===== Provided records =====

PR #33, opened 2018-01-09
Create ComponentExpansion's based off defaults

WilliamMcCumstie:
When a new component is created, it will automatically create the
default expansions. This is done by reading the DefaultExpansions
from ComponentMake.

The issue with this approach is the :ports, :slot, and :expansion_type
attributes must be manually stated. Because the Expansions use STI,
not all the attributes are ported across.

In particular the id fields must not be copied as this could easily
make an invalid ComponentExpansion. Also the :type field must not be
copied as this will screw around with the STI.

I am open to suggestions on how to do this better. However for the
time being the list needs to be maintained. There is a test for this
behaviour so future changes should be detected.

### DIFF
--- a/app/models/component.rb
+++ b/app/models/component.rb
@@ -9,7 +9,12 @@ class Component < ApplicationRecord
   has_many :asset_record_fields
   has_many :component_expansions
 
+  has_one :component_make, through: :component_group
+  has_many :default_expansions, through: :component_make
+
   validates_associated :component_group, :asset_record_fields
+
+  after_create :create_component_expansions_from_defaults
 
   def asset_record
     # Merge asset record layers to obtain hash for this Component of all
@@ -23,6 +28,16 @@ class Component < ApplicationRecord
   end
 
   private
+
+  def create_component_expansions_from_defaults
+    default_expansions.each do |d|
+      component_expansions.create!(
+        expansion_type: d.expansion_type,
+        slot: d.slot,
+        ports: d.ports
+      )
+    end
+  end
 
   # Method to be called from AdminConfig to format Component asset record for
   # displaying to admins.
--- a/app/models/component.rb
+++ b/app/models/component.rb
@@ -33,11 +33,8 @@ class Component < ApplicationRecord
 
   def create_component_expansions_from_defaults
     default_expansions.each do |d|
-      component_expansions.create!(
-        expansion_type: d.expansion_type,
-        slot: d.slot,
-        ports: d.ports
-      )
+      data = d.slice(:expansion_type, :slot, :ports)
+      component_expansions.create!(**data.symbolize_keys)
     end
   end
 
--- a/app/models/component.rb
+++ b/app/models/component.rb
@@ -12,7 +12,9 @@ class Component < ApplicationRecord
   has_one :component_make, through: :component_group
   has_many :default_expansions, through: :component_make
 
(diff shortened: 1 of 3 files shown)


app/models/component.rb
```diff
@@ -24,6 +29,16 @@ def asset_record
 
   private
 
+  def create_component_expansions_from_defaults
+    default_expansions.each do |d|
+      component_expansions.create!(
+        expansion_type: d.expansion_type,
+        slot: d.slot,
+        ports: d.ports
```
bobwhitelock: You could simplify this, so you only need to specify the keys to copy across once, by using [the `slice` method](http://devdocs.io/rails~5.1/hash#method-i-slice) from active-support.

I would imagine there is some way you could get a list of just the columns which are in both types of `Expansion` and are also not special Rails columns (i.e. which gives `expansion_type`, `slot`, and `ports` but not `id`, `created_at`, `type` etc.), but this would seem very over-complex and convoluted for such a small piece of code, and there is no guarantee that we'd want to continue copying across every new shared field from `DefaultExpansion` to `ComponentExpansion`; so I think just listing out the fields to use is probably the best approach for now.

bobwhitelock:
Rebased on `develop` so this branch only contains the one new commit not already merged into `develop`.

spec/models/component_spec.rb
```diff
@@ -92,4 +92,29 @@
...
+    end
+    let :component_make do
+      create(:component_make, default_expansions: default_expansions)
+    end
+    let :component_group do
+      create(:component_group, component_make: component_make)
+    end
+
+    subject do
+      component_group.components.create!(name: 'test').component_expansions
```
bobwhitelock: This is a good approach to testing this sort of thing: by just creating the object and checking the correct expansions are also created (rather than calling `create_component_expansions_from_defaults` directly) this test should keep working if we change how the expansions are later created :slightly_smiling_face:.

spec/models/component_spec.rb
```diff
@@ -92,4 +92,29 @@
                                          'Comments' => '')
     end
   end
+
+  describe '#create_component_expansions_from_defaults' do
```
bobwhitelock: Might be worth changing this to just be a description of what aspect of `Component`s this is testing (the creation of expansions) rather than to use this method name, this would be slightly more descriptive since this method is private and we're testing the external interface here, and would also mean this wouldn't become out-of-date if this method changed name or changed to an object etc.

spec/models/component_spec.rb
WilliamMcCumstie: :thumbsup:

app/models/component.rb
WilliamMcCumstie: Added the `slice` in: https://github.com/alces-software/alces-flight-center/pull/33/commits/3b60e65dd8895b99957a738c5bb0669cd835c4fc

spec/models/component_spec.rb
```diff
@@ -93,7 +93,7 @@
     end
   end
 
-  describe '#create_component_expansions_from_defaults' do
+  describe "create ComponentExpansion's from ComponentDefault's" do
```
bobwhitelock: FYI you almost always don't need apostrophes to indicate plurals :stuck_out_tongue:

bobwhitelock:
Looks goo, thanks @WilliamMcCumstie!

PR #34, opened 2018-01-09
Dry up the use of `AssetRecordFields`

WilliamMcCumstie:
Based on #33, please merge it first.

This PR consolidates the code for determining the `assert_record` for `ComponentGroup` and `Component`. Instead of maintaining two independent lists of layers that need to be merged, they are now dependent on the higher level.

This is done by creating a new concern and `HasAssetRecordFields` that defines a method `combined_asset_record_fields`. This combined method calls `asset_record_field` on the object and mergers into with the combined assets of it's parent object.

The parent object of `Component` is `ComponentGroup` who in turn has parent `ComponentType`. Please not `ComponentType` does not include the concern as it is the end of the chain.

=====

[Problem description]
Look through the material for "across". Copy each line that has it.

[Solution for this exercise]
not all the attributes are ported across.
bobwhitelock: You could simplify this, so you only need to specify the keys to copy across once, by using [the `slice` method](http://devdocs.io/rails~5.1/hash#method-i-slice) from active-support.
I would imagine there is some way you could get a list of just the columns which are in both types of `Expansion` and are also not special Rails columns (i.e. which gives `expansion_type`, `slot`, and `ports` but not `id`, `created_at`, `type` etc.), but this would seem very over-complex and convoluted for such a small piece of code, and there is no guarantee that we'd want to continue copying across every new shared field from `DefaultExpansion` to `ComponentExpansion`; so I think just listing out the fields to use is probably the best approach for now.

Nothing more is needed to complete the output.